The calibration server also comprises: an MCS Bridge unit, an NTP time synchronization unit and an ROS Bridge unit;
the MCS Bridge unit is used for converting the format of external measurement data sent by the MCS system into the format required by the calibration server;
the ROS Bridge unit is used for converting the format of the internal measurement data sent by the service robot into the format required by the calibration server;
and the NTP time synchronization unit is used for taking charge of clock synchronization between the MCS system and the service robot.
The data recorded by the service robot to be calibrated are transmitted to the calibration server as internal measurement data, and the method comprises the following steps:
if the internal measurement data volume exceeds the threshold value, the data volume is considered to be large, and the internal measurement data is stored in an offline data unit in the service robot to be calibrated; and if the internal measurement data quantity does not exceed the threshold value, the data quantity is considered to be small, and the internal measurement data is transmitted to an ROS Bridge unit in the calibration server through the network.
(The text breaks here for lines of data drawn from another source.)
Issue #229, opened 2020-09-07
Change default storage class to empty string


marcinc:
When experimenting locally default storage class might not be set in Kubernetes cluster. Storage class shouldn't be set on a volume unless explicitly specified.

PR #231, opened 2020-09-07
PV storage class fix

marcinc:
Addresses #229


ezodude (commented):
Looks good.

Should we update the `/testdata/...` fixtures to not include the `standard` storage class? Most fixtures assume it exists by default.

marcinc:
> Should we update the /testdata/... fixtures to not include the standard storage class? Most fixtures assume it exists by default.

No, we don't need to change testdata assets. Storage class is a valid parameter so if someone specifies one because they use it then that's OK.

ezodude (approved):
👍

PR #232, opened 2020-09-08
Fix liveness probe command interpolation

### LINKED ISSUE #230: Fix default liveness probe to never include CMD part
Currently Kev sets default liveness probe command if not detected in source compose file, however, the CMD part set by the docker-compose is also taken into account which breaks the deployment.

marcinc:
Resolves #230


ezodude (approved):
🚀

PR #233, opened 2020-09-08
Reconcile: overridden environment overlay settings are lost.

ezodude:
This resolves https://github.com/appvia/kev-planning/issues/29.

- Refactored algorithm as previous implementation was becoming awkward to patch.
- Fixed up to either rollback or keep environment overlay settings.
- Added new tests to cover new scenarios.
- Removed dependency on the `r3labs/diff` package.


cmd/compose/main.go
```diff
@@ -0,0 +1,97 @@
...
+
+func main() {
+	files := []string{
+		"docker-compose.yaml",
+		"docker-compose.kev.dev.yaml",
+	}
+	fmt.Println("Parsing ./docker-compose.yaml")
+
+	p, err := loadFromSources(files)
+	// p, err := rawProjectFromSources(files)
```
marcinc: this line not needed I guess?

marcinc (approved):

PR #237, opened 2020-09-08
Environment override files names match those of the first source comp…

### LINKED ISSUE #222: Environment overrides name to match source compose files
Environment compose files naming should match that of first passed source compose file to make it easier to find them.

Example:

```sh
kev init -f compose.yaml -e prod
```

should produce the following prod env override file:

```sh
compose.kev.prod.yaml
```

Currently, prefix is fixed at `docker-compose.kev.`.

marcinc:
…ose file

Resolves #222


ezodude (approved):
👍

PR #239, opened 2020-09-09
Removes explicit env_file handling

### LINKED ISSUE #204: Refactor render logic and remove unnecessary bits e.g. env_file related
Render logic was largely refactored to work with composego Project struct. This means that some elements are handled internally by the compose-go library. One example of such element is env_file - it gets expanded automatically and key-value pairs from environment file are automatically injected to the project service `Environment`. 

This story is to clean up / remove redundant code.

marcinc:
This PR removes explicit env_file handling as compose-go library automatically loads all environment variables defined in env_file and appends any explicitly defined env variables. compose-go discards information about the env_file used and so there is currently no need for any special env_file handling. All compose project service env variables are automatically expanded in the Kubernetes deployment definition.

Resolves #204

### DIFF
--- a/go.mod
+++ b/go.mod
@@ -7,7 +7,6 @@ require (
 	github.com/compose-spec/compose-go v0.0.0-20200907084823-057e1edc5b6f
 	github.com/google/go-cmp v0.5.2
 	github.com/imdario/mergo v0.3.11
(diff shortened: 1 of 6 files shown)


ezodude (approved):
💯 Deleting code - lovely 😺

The parameter calibration problem is described as:
y=f(q,x,p);
wherein q is internal measurement data, x is external measurement data, p is a parameter to be calibrated in the kinematic model, and f is a function relation symbol;
the above formula is a non-thread equation, and the parameter to be calibrated is obtained by using a nonlinear solving method;
alternatively, it is linearized by differentiation to yield:
Δy(q,x,p)=Ψ(q,x,p)·Δp;
in the above formula, Δ p ═ pr-p,prIs a nominal value, Δ y is a function variation value, Ψ (q, x, y) is a Jacobian matrix for the variable p;
and then the parameters to be calibrated are obtained by solving the above formula.
According to the technical scheme provided by the invention, the automatic calibration and detection of the robot are realized, the manual participation in the calibration and detection process of the service robot can be reduced by using the system, and the efficiency is improved. The system has very good universality, and for different robots, the system can be conveniently used only by inputting corresponding parameter models and set calibration actions.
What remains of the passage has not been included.